Kickback from his comments

Costas’ comments at Maryland quickly went viral, which prompted NBC to release a statement distancing itself from him.

“Bob’s opinions are his own, and they do not represent those of the NBC Sports Group,” an NBC spokesman said, via ESPN.

That Saturday, Costas went on CNN in an effort to make sure it was known he’s not being critical of NBC. He didn’t, however, soften his stance on football and brain damage.

I’ve been saying these things for the better part of a decade, and often on NBC, in front of the biggest audience not just in all of sports, but in all of television — ‘Sunday Night Football,'” Costas said on CNN, via ESPN. “And I think NBC Sports deserves credit for this.”

Just an hour later, Costas received the text telling him he had “crossed the line.”

Not soon after, he had been pulled from the Super Bowl broadcast.

“I recall the phrase, ‘It’s a six-hour, daylong celebration of football, and you’re not the right person to celebrate football,'” Costas told ESPN. “To which my response was not, ‘Oh please, please, change your mind.’ My response was, ‘Yeah, I guess you’re right.'”

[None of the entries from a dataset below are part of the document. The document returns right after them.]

Issue #1305, opened 2019-06-18
Use 2-column layout for democracy


jacogr:
Referendums (current) at the left, proposals (future) at the right. This aligns with the rest of the views as well. The only issue for both of these is that the actions would need to be moved, would also suggest making this into a modal, once again, aligning with the rest of the app. (Needs to be logged additionally)

Issue #1306, opened 2019-06-18
Move voting & seconding to modals


jacogr:
Since we are using the modal action approach everywhere now, align democracy.

For proposals - button click opens up seconding modal.
For referendums - button click opens up voting modal.

(Split from #1305)

PR #1309, opened 2019-06-18
Democracy layout changes

jacogr:
- Closes https://github.com/polkadot-js/apps/issues/1305
- It is not great yet, with the actions moved it will de-clutter, i.e. https://github.com/polkadot-js/apps/issues/1306

Polkadot:Substrate Portal 2019-06-18 14-25-42


jacogr:
Ummm. That is a tougher one. Think it is actually existing in the block explorer as well then. (Where params are used to display- the sizing of labels with the boxes are an issue). 

Will have to figure out a way to get Labelled to take the container size (not screen size) into account.

jacogr:
Yes, that specific issue will need to be kicked down the road. With at least #1306 in place, can actually adjust the rest of the items (since they are static only), so it doesn't happen. With the dropdown there though, currently not possible.

So going to see what it ends up like after #1306.

(the alternative is my long-standing dream of reworking the labels, sizes and placements, but that is not for now)

jacogr:
Yeap, as expected, explorer as well - 

image

jacogr:
And when I speak about label layout changes, this is what I have in the back of my mind (quick single-item play-through.) -

image

The only issue is that there will be playing to be done on the actual places where Params with Arrays, Tuples, Structs are used. So the simple case is 3 lines of CSS (and the removal of a bunch of others), the more-involved case, dunno know.

The takes up only slightly more space, but as a bonus gets rid of all the `min-width` settings all-over.

PR #1310, opened 2019-06-18
Small rework of styled (to bottom)

jacogr:
Where these things are simple, remove the `const Wrapper = styled.div'...styles...'` and move to the the end of the files.

- remove `Wrapper` element
- add className to element (div, section, main, etc...)
- add the styles to the end of the file

There are still some left, not major issue, some of these probably need to be split into multiple components, others need some extra classes. But the bulk of the simple-Wrapper-only ones are taken care of here. Just adding some more consistency to the codebase.


jacogr:
@Tbaut Thank you. Did the same in addition to an own review of the code to ensure I didn't miss anything. _Seems_ ok.

PR #1324, opened 2019-06-20
Treasury app

kwingram25:
Starting point for treasury - proposals, settings

I can't reliably set the pot or settings or approve/reject because of bad origins yet so testing is limited. Also need assistance with help messages


packages/app-treasury/src/Overview/Approve.tsx
```diff
@@ -0,0 +1,80 @@
...
+      <div className='democarcy--Proposal-second'>
+        <InputAddress
+          help={t('Select the account you wish to approve or reject the proposal with.')}
+          label={t('using my account')}
+          onChange={this.onChangeAccount}
+          type='account'
+          withLabel
+          hideAddress
+        />
+        <Button.Group>
```
jacogr: Can you look at the new democracy stuff and align with that? (Which is turn aligns with the way the cards look elsewhere).

I don't believe the card layout there is rock-solid, i.e. it is very fit-for-purpose (i.e. it _should_ be a component in ui-app, it is not - basically: header, buttons, content - more a function of the way it was structured than anything else)

packages/app-treasury/src/Overview/index.tsx
```diff
@@ -0,0 +1,26 @@
...
+import Proposals from './Proposals';
+
+type Props = AppProps & BareProps & I18nProps;
+
+export default class Overview extends React.PureComponent<Props> {
+  render () {
+    return (
+      <>
+        <Summary />
+        {/*<Referendums />*/}
```
jacogr: I?sn't there the concept of "stuff to be voted on now"?

If so, once again, would look at the new-ish democracy, it uses a 2 Column layout to do these

packages/app-treasury/src/index.css
```diff
@@ -0,0 +1,79 @@
+/* Copyright 2017-2019 @polkadot/app-democracy authors & contributors
+/* This software may be modified and distributed under the terms
+/* of the Apache-2.0 license. See the LICENSE file for details. */
+
+.treasury--Item-header {
```
jacogr: Would prefer now having new css files added (I understand why, was easiest at that time since democracy is _very_ similar)

packages/app-treasury/src/index.tsx
```diff
@@ -0,0 +1,81 @@
...
+          isRoot: true,
+          name: 'overview',
+          text: t('Treasury overview')
+        },
+        {
+          name: 'propose',
+          text: t('Submit proposal')
+        },
+        {
+          name: 'settings',
```
jacogr: Could just be a button top right? (With modal)

packages/app-treasury/src/Overview/index.tsx
kwingram25: I don't know, it seems like things can be proposed and then approved or rejected so no second phase I don't think?

kwingram25:
Implemented fixes, extended CardGrid, and also added a TxModal component since a lot of this logic is constantly reused for modals w/TxButtons

packages/app-treasury/src/Overview/Approve.tsx
```diff
@@ -0,0 +1,86 @@
...
+  proposalId: string
+};
+
+type State = TxModalState & {
+  isApproving: boolean | null
+};
+
+class Approve extends TxModal<Props, State> {
+
+  private approveOptions = [
```
jacogr: These should be `t` wrapped.

packages/app-treasury/src/Overview/Item.tsx
```diff
@@ -0,0 +1,61 @@
...
+  proposalId: string
+};
+
+class Item extends React.PureComponent<Props> {
+  render () {
+    const { children, className, proposalExtra, proposalId } = this.props;
+
+    return (
+      <Card className={className}>
+        <div className='ui--Row'>
```
jacogr: Yes, this is horrible. However, let's log it as an issue - we need to have some standard container we can use here and in democracy instead of doing what we are doing here (or what we are doing in democracy). Not really re-usable.

jacogr: Logged as https://github.com/polkadot-js/apps/issues/1336

kwingram25:
Addressed changes and added Collection comp to manage both Column and CardGrid since they have similar purpose

PR #1328, opened 2019-06-21
Beauty is in the eye of the beerholder

jacogr:
Experimental.

Do yourself a favor and don't look at the code to start, it is just mostly a bunch of CSS tweaks. 

First pull down, and click around in the app, dialogs, extrinsics, signer, any and all forms, then look at the code.


kwingram25:
Cool, I really like this!

- Some minor problems arranging with contract ABIs
Screenshot from 2019-06-24 16-14-54
- Noticed the label disappears for dropdowns but it looks like a z-index fix
Screenshot from 2019-06-24 16-17-19
- label overlaps when there are two inputs side by side
Screenshot from 2019-06-24 16-18-38

In general i think the label could be a little more distinct in appearance, maybe all uppercase or a distinct color? Now it seems to run together with the text some of the time

jacogr:
The overrun on the linked inputs I saw, not 100% sure what to do there since they are 2, but actually tested as one. 

The contract one will need to look at. I missed a input type adjustment there. 

The drop down was not too worried about when open, but will take a peek at the zindex.

jacogr:
Cleanup up the messages overlaps (and adjusted InputFile somewhat alongside).

Tbaut:
I really like the move from the label inside the input.
Found an overlap with the filter in staking>overview
image

When an input is disabled, the little arrow is hidden and looks a little weird:
image

Although I like the way it's displayed, at first glance I thought the icon being offset was a bug. I got used to it in the mean time, but I think it could help to center the icon (before/after).
image



we could do something to integrate it. An idea from a previous mockup that I found elegant.
image

jacogr:
I played with the integration. The labels not starting at the same place is really hurting my eyes. ;)

jacogr:
centered

image

jacogr:
There are 2 bugs remaining - settings JSON (which is just an f-up) and then the linked lists. (e.g. extrinsic with section & method).

Issue #1336, opened 2019-06-22
Add container for Treasury/Democracy to DRY-up


jacogr:
As mentioned in https://github.com/polkadot-js/apps/pull/1324#discussion_r296439472 and also found in https://github.com/polkadot-js/apps/pull/1338

I think democracy is an issue here, the Item->something indirection makes it difficult to create a card and pass -

- the header
- the buttons
- the children

(Which is what the container should do - it just gets those props and renders it in a consistent fashion)

jacogr:
@kwingram25 I believe we can close this now?

kwingram25:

Costas floated idea to interview Roger Goodell

Instead of feeling punished or being upset, Costas told ESPN he felt relief from being off the broadcast. But, after the news surfaced that he would not be calling the Super Bowl, Costas knew there would be questions.

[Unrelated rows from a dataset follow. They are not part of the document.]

PR #1346, opened 2019-06-25
Fix upload and deploy contract(s) after rename

ascjones:
In substrate, the `contract` module was renamed to `contracts`. This looks up the record on success by the correct name, should be backwards compatible.

### DIFF
--- a/packages/app-contracts/src/Deploy.tsx
+++ b/packages/app-contracts/src/Deploy.tsx
@@ -11,7 +11,7 @@ import React from 'react';
 import { RouteComponentProps } from 'react-router';
 import { withRouter } from 'react-router-dom';
 import { Abi } from '@polkadot/api-contract';
-import { api, withApi, withMulti } from '@polkadot/ui-api';
+import { api as apiUi, withApi, withMulti } from '@polkadot/ui-api';
 import keyring from '@polkadot/ui-keyring';
 import { Button, Dropdown, InputBalance, TxButton } from '@polkadot/ui-app';
 import { AccountId, getTypeDef } from '@polkadot/types';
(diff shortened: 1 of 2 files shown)


packages/app-contracts/src/Deploy.tsx
```diff
@@ -248,9 +248,10 @@ class Deploy extends ContractModal<Props, State> {
   }
 
   private onSuccess = async (result: SubmittableResult) => {
-    const { history } = this.props;
+    const { api, history } = this.props;
```
Stefie: `api` is already being imported in line 14, that's why the build is failing. I don't know if it was an oversight or on purpose that `api` was not taken from the `props`, but if it's on purpose you can solve it by just renaming the import `import { api as apiUi, withApi, withMulti } from '@polkadot/ui-api';` and then changing these two lines to `apiUi`.

https://github.com/polkadot-js/apps/blob/7dbf43e108f08d017014895d8a6fb86b6ed4227d/packages/app-contracts/src/Deploy.tsx#L259

https://github.com/polkadot-js/apps/blob/7dbf43e108f08d017014895d8a6fb86b6ed4227d/packages/app-contracts/src/Deploy.tsx#L270

ascjones: I've implemented your suggestion, since I don't know whether it was on purpose or not. Is the `api` instance from props the same as the imported one?

Stefie: hmm, should be. Maybe @kwingram25 can clarify, he wrote the contracts app

jacogr: It is a copy gone wrong - it is used in the store since it doesn't have a context/props. https://github.com/polkadot-js/apps/pull/1347

PR #1347, opened 2019-06-25
Remove api imports (only on store, non-context)

jacogr:
cc @kwingram25 Would like your eyes on this.

### DIFF
--- a/packages/app-contracts/src/Deploy.tsx
+++ b/packages/app-contracts/src/Deploy.tsx
@@ -11,7 +11,7 @@ import React from 'react';
 import { RouteComponentProps } from 'react-router';
 import { withRouter } from 'react-router-dom';
 import { Abi } from '@polkadot/api-contract';
-import { api as apiUi, withApi, withMulti } from '@polkadot/ui-api';
+import { withApi, withMulti } from '@polkadot/ui-api';
 import keyring from '@polkadot/ui-keyring';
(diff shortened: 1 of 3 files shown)


packages/app-contracts/src/Deploy.tsx
```diff
@@ -256,8 +256,6 @@ class Deploy extends ContractModal<Props, State> {
     if (record) {
       const address = record.event.data[1] as any as AccountId;
 
-      await apiUi.isReady;
```
jacogr: No need, components are only rendered when API is ready

packages/app-contracts/src/store.ts
```diff
@@ -30,8 +30,6 @@ class Store extends EventEmitter {
   }
 
   async saveCode (codeHash: string | Hash, partial: Partial<CodeJson>) {
-    await api.isReady;
```
jacogr: Not needed here, only needed in loadAll which can happen before we are ready.

packages/app-contracts/src/Deploy.tsx
kwingram25: Got it!

jacogr:
Yes. As soon as the api is ready it gets added. And since the app waits for the api before rendering (well apart from settings), it will be there.

jacogr:
Just the store needs some magic, sometimes - at least in load. Just to make 100% sure there since it is not gated in the same way, so technically can be used from anywhere.

Issue #1332, opened 2019-06-22
Remove constructor info display from deployment


jacogr:
![image](https://user-images.githubusercontent.com/1424473/59961921-32a80200-94df-11e9-875e-32192568a7f0.png)

The screen is quite full already, and it doesn't really add any extra information. Additionally, we could forgo the tags as well (on this screen), I'm willing to bet that in 99.9% of the cases the devs just want to get their code up and will ignore it anyway.

PR #1349, opened 2019-06-25
Remove constructor name display

jacogr:
Closes https://github.com/polkadot-js/apps/issues/1332

However, would like @kwingram25 to weigh in here - inmost cases this is just extra unactionable info on-screen, however where a constructor has params, the "free floating" params now may be out of context? (Which is why the constructor was displayed in that form initially)

TL;DR May be heavy handed, but with the right "clean up, only display relevant info" intent?

### DIFF
--- a/packages/app-contracts/src/Deploy.tsx
+++ b/packages/app-contracts/src/Deploy.tsx
@@ -22,15 +22,12 @@ import Params from './Params';
 import store from './store';
 import translate from './translate';
 
-type ConstructOptions = Array<{key: string, text: string, value: string}>;
-
 type Props = ContractModalProps & ApiProps & I18nProps & RouteComponentProps & {
   codeHash?: string
 };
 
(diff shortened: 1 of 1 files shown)


kwingram25:
Actually yes it is needed some of the time, for example the incrementer needs an initValue param passed

Screenshot from 2019-06-25 15-19-01

jacogr:
Yes 100% - so the question there is if the display is good enough without the extra row or if we need some adjustments. (Params will still be shown)

kwingram25:
How bout show deploy() only when there are arguments to set?

jacogr:
That can work. Still not convinced on display deploy - I added that initially only since I had no better ideas... however still don’t. ;) (But certainly too much on no-args deploy)

jacogr:
Closing, can circle-back if needed. Don't have the gap to look at enhance either.

Issue #3788, opened 2020-09-28
(FR) add any address / remember account after unplugging Ledger


drandreaskrueger:
Great function, that "Add Ledger" in '[accounts](https://polkadot.js.org/apps/#/accounts)'. Very easy to use, and comfortable. Just one wish:
### Feature Request: remember account address

When I unplug the Ledger Device, my browser always forgets the related account, not even the address is remembered.

What about: Offering an "**Add read-only account**" to the buttons, then I could simply add the address of _any account that also contains my coins_ (with perhaps in column 'type' as 'read-only' or 'address only'?).  Or when the Ledger is plugged in, and an account had been added via "Add Ledger ... Save", then one more menu (three vertical dots) option right below "Forget this account" - but with a new function "**Remember this account**" (and then in column 'type' saying 'ledger, unplugged' or simply still 'ledger')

So he had an idea. He wanted to interview NFL commissioner Roger Goodell.

“I was looking out not only for myself, because I’d like to do the interview, but I was also looking out for NBC because that would have taken them off the public relations hook and eliminated all the confusion about them supposedly kicking me to the curb or throwing me under the bus,” Costas told ESPN.

So NBC asked the NFL. Quickly, Goodell shot him down.

Costas said he didn’t know how hard NBC pushed the NFL with the interview request. He had, however, asked to interview Goodell before Super Bowl 49 in 2015, too, and was shot down then.

“It tells you who calls the shots,” Costas told ESPN. “The only business arrangement I can think of where the buyer must continually flatter the seller is the sports TV business. ‘We’re pulling a Brinks armored truck up to Park Avenue, Mr. Goodell. It contains the billions of dollars that we’re going to pay you for the right and privilege to televise your games. But if we’ve delivered them in a denomination that does not please you, we’re terribly sorry, we’ll back the truck up, and we’ll bring it to you in 20s and 50s if that’s the way you’d prefer it.'”

The NFL told ESPN that Goodell has only done one sit-down interview in the past five years with the network airing the Super Bowl, which was for the 50th Super Bowl in 2016. The league also confirmed that it did not ask NBC to remove Costas from the broadcast.

Costas officially stepped down from his role with NBC Sports in January, but said he will continue to do work with the MLB Network and is also pursuing his own long-form interview show.

Yet despite the tumultuous ending to their lengthy partnership, Costas said he has no issue with the network whatsoever.

“It’s very fair and very amicable,” Costas told ESPN of the split with NBC. “It was a very, very fruitful run of nearly four decades, and I have nothing but respect and appreciation for all of it.”